一、为什么“只做有氧”会越练越难
有氧≠减脂灵丹。长期只做中低强度有氧,肌肉量下降、基础代谢降低,减重速度越来越慢。最优方案是:
力量训练 2–3 次/周:维持或增加肌肉量;
有氧 2–3 次/周:稳态(Zone2)与 HIIT 交替;
NEAT(非运动性产热):步行、爬楼、家务,目标 9000–12000 步/日。
二、心率区间与有氧
Zone2(60–70% MAX):能说话、略喘;脂代谢效率高,建议 30–40 分。
HIIT:1:1 工作-休息(如 40s 冲刺+40s 走路)×10–12 轮,心率可达 85–90% MAX。

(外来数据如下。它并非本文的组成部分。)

PR #3795, opened 2024-06-21
Add `join_any_vec` function

ynadji:
If I have a vector of elements that are not `string`s, I'd like to join them into a `string` without having to build a new `vector of string`s to use `join_string_vec`. This PR adds a bif function `join_any_vec` that does this automatically. Optionally, a `stringifier` function can be provided that allows more fine-grained control over how the elements are turned into strings, which defaults to `cat`.

The `join_string_vec` implementation already does this, but the function declaration prevents other vector types from being passed as an argument. As such, there's a lot of duplication between the two functions. I'll happily take suggestions to address this!

I wanted to add a similar `join_any_set` function, but `set[any]` is invalid. If there's a clever way to do this I'd happily do that as well.


awelzel:
> I'd like to join them into a string without having to build a new vector of strings to use join_string_vec. 

Just out of curiosity, do you use `join_any_vec()` in a context where it would be prohibitive to have the intermediary vector, or is this more for, say, debug output?

I'm not overly opposed, just wondering what you're doing :-)

> As such, there's a lot of duplication between the two functions. I'll happily take suggestions to address this!

You could introduce a `static` helper in `strings.bif` that's used by both functions and pass it the stringifier (as Func::nil or nullptr when it's `cat`), it returns the StringVal.

```
  auto e = v->ValAt(...);
  if ( stringifier )
    e = stringifier->Invoke(v)

  e->Describe().
```

There's other static helpers (search for "should_strip()").

awelzel:
@ynadji - for the time being I'm closing this. There's always an option to add such a BiF via a plugin. If you find it's a very popular (internal or external), that would certainly be a good data point for including it.

PR #3796, opened 2024-06-25
Remove internal `Supervisor::ClusterEndpoint` struct

ckreibich:
This implements the brief discussion we had [here](https://zeekorg.slack.com/archives/CTGDG83B8/p1711501157059819). Removing that internal struct removes one place in which we need to keep changes to `Cluster::Node` consistent. This would be nice to get in prior to my upcoming change to add the metrics port, since it'll mean a smaller changeset.

I tried this in a couple of ways. One alternative was to keep the internal representation as a `RecordValPtr` to the script-layer `ClusterEndpoint` instance throughout (instead of keeping a JSON string), but that does not work because the stem doesn't have the corresponding script-layer context at the time it receives the serialized `NodeConfig`. I rather like that the meat of the mapping logic now lives in the script layer.

### DIFF
--- a/scripts/base/frameworks/cluster/supervisor.zeek
+++ b/scripts/base/frameworks/cluster/supervisor.zeek
@@ -1,0 +1,57 @@
+##! Cluster-related functionality specific to running under the Supervisor
+##! framework.
+
+@load base/frameworks/supervisor/api
+
+module Cluster::Supervisor;
+
+export {
+	## Populates the current node's :zeek:id:`Cluster::nodes` table from the
+	## supervisor's node configuration in :zeek:id:`Supervisor::NodeConfig`.
+	##
+	## Returns: true if initialization completed, false otherwise.
+	global __init_cluster_nodes: function(): bool;
+}
+
+function __init_cluster_nodes(): bool
+	{
+	local config = Supervisor::node();
+
+	if ( |config$cluster| == 0 )
+		return F;
+
+	local rolemap: table[Supervisor::ClusterRole] of Cluster::NodeType = {
+		[Supervisor::LOGGER] = Cluster::LOGGER,
+		[Supervisor::MANAGER] = Cluster::MANAGER,
+		[Supervisor::PROXY] = Cluster::PROXY,
+		[Supervisor::WORKER] = Cluster::WORKER,
+	};
+
+	local manager_name = "";
+	local cnode: Cluster::Node;
+	local typ: Cluster::NodeType = Cluster::NONE;
+
+	for ( node_name, endp in config$cluster )
+		{
+		if ( endp$role == Supervisor::MANAGER )
+			manager_name = node_name;
+		}
+
+	for ( node_name, endp in config$cluster )
+		{
+		if ( endp$role in rolemap )
+			typ = rolemap[endp$role];
+
+		cnode = [$node_type=typ, $ip=endp$host, $p=endp$p];
+@pragma push ignore-deprecations
+		if ( endp?$interface )
+			cnode$interface = endp$interface;
+@pragma pop ignore-deprecations
+		if ( |manager_name| > 0 && cnode$node_type != Cluster::MANAGER )
+			cnode$manager = manager_name;
+
+		Cluster::nodes[node_name] = cnode;
+		}
+
+	return T;
+	}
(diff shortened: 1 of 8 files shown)


src/supervisor/Supervisor.cc
```diff
@@ -1252,24 +1254,8 @@ Supervisor::NodeConfig Supervisor::NodeConfig::FromRecord(const RecordVal* node)
...
-        if ( iface )
-            ep.interface = iface->AsStringVal()->ToStdString();
-
-        const auto& pcap_file = rv->GetField("pcap_file");
-
-        if ( pcap_file )
-            ep.pcap_file = pcap_file->AsStringVal()->ToStdString();
-
-        rval.cluster.emplace(name, std::move(ep));
+        auto re = std::make_unique<RE_Matcher>("^_");
```
ckreibich, line 1257: I'm unsure whether this is needed. I kept it because it matches the existing use down in line 1321, but it's not clear to me why it's there either.

src/Val.cc
```diff
@@ -330,7 +330,10 @@ TableValPtr Val::GetRecordFields() {
 }
 
 // This is a static method in this file to avoid including rapidjson's headers in Val.h because
-// they're huge.
+// they're huge. For records, two arguments control the JSON result: only_loggable, if true,
+// skips any fields that don't have the &log attribute. The regular expression matcher, if
+// given, is used to strip the first match on any record field name in the resulting output.
+// See the to_json() BiF for context.
```
awelzel, line 336: Moving that comment to `Val::ToJSON()` in `Val.h` would be visible in the headers we ship, too, and potentially more useful.

src/supervisor/Supervisor.h
```diff
@@ -233,15 +204,16 @@ class Supervisor : public iosource::IOSource {
...
         /**
-         * The Cluster Layout definition.  Each node in the Cluster Framework
+         * The Cluster layout definition.  Each node in the Cluster Framework
          * knows about the full, static cluster topology to which it belongs.
-         * Entries in the map use node names for keys.
+         * Entries in the map use node names for keys and the JSON representations
+         * of script-layer Supervisor::ClusterEndpoint records as values.
          */
-        std::map<std::string, ClusterEndpoint> cluster;
+        std::map<std::string, std::string> cluster;
```
awelzel, line 216: Only thought is whether we could just keep the whole JSON blob in a `std::string` - is there any advantage to having the `std::map` ?

awelzel (approved):
I'm approving. Left some nits and wonder if `NodeConfig.cluster` could be a std::string storing a blob rather than the `std::map` that's a bit structured but which don't necessarily need IIUC.

src/supervisor/Supervisor.h
ckreibich: Thanks Arne. There was no reason other than focusing the change on `ClusterEndpoint` instances, but I think you're right — with that change the map itself isn't required. I'll make an edit pass, also for your other suggestions.

ckreibich:
Arne I've worked these all in and stacked it onto #3804 since the whole thing was getting too big. I'll straighten out the branches during the merge.

Switching the JSON representation to the whole table meant that we'd need to be able to ... read tables, which is functionality we could use anyway. I think this makes it a nice overall changeset. But holler if you still see anything.

scripts/base/frameworks/cluster/supervisor.zeek
```diff
@@ -0,0 +1,57 @@
...
+@load base/frameworks/supervisor/api
+
+module Cluster::Supervisor;
+
+export {
+	## Populates the current node's :zeek:id:`Cluster::nodes` table from the
+	## supervisor's node configuration in :zeek:id:`Supervisor::NodeConfig`.
+	##
+	## Returns: true if initialization completed, false otherwise.
+	global __init_nodes: function(): bool;
```
awelzel, line 13: Nit.

```suggestion
	global __init_cluster_nodes: function(): bool;
```

awelzel (approved):

awelzel:
> Switching the JSON representation to the whole table meant that we'd need to be able to ... read tables

Eh.. thanks for going down the rabbit hole.

scripts/base/frameworks/cluster/supervisor.zeek
ckreibich: Done.

PR #3797, opened 2024-06-25

bbannier:


awelzel (approved):
Is that prepping for 7.0? Anything major that should be called out in Zeek's NEWS file regarding this bump?

I'm thinking the accessors for Zeek variables might be a good candidate, though that was all on the Zeek side anyhow?

bbannier:
> Is that prepping for 7.0? Anything major that should be called out in Zeek's NEWS file regarding this bump?
> 
> I'm thinking the accessors for Zeek variables might be a good candidate, though that was all on the Zeek side anyhow?

Yes, this is prep for a Zeek RC, we will cut a Spicy release near then end of the RC period. I updated the Spicy-side NEWS file with the interesting bits there, the Zeek-side plugin changes should go into the Zeek NEWS file. This was usually done by the Zeek release manager, at the minimum we should say "bump to spicy-x.y.z".

PR #3804, opened 2024-07-01
JSON serialization / ingestion improvements

ckreibich:
While iterating on #3796 I decided to split this out into a separate PR.


ckreibich:
The edits to the tests here are actually quite small, just testing that the roundtrip through `to_json()`/`from_json()` works. But I've split out the single large test functions into individual ones, for the various index types.

src/Val.cc
```diff
@@ -1023,34 +1072,69 @@ static std::variant<ValPtr, std::string> BuildVal(const rapidjson::Value& j, con
...
+                    rapidjson::Document idxstr;
+                    idxstr.Parse(it->name.GetString(), it->name.GetStringLength());
+
+                    std::variant<ValPtr, std::string> idx;
+
+                    if ( tl->GetTypes().size() > 1 )
+                        idx = BuildVal(idxstr, tl, key_func);
+                    else if ( IsQuotedJSONType(tl->GetPureType()) )
+                        // Parse this with the quotes the string came with. This
+                        // mirrors the quote-stripping in BuildJSON().
```
awelzel, line 1115: Not sure this comment fits - there's not quotes in `it->name` IIUC for addr or enum. Maybe `IsQuotedJSONType()` could be `HasQuotesStripped()` or so.

awelzel (approved):

src/Val.cc
ckreibich: I've renamed the function to `UsesJSONStringType()`, perhaps that's better? I was trying to capture the list of Zeek types that use a JSON string for rendering.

如何安排:新手从 Zone2 起步,4 周后加入 HIIT;若睡眠不佳、压力大,优先稳态有氧。
三、力量训练版“减脂模板”
全身 A/B 交替(每周 3 次):
A:深蹲/卧推/划船/侧平举/核心
B:硬拉/肩推/下拉/弓步/核心
组数:主项 4×6–10,辅项 3×12;渐进加重每周 2.5–5kg。
目的:维持肌肉量,让体脂下降同时线条更明显。
四、饮食结构与一日三餐模板
原则:高蛋白、足够纤维、控制总热量。
早餐:鸡蛋+酸奶+燕麦或全麦面包+水果一份;
午餐:米饭(拳头大小)+鸡胸/牛肉/鱼虾+深色蔬菜;
晚餐:轻碳水+高蛋白(豆腐、虾仁、牛油果);
零食:坚果 10–15g、水果 1 份;
水:30–40 ml/kg 体重;咖啡因在训练前 30–60 分服用。
女性注意:经期前 2–3 天可适当降强度,关注补铁与维生素 B;不追求体重的日波动,看 7–14 天的趋势。
五、三类人群的可执行计划
1)职场繁忙版(每周 3 练)
周二/周四:力量全身(45–60 分);
周末:Zone2 有氧(40 分)+灵活性训练(10 分);
每天:晚餐后步行 20–30 分,整体 NEAT > 9000 步。
2)女性塑形版(每周 4 练)
力量 3 次(含臀腿/上肢推/上肢拉),HIIT 1 次;
蛋白 1.6–2.0 g/kg,优先补钙+维 D;
经期不“停更”,仅降低负重或改为 Zone2 有氧。
3)中老年健康版(每周 4 练)
力量 2 次(自体重/弹力带/器械,重点下肢与背部),稳态有氧 2 次;
加入平衡训练(单腿站立/八字步行);
关注骨密度与心血管指标,药物随访不可少。
六、睡眠与压力管理
睡眠 7–9 小时:固定上床时间、卧室降温、减少蓝光;
压力:做 5–10 分腹式呼吸/冥想,HRV(心率变异)下降时适度减量;
补剂:镁、维 D3、鱼油可在医生建议下补充。
七、8 周里程碑与评估
体脂率下降 2–4%;
围度数据:腰围-3~6cm(个体差异);
肌力:深蹲/硬拉/卧推 1RM 上浮 5–15%。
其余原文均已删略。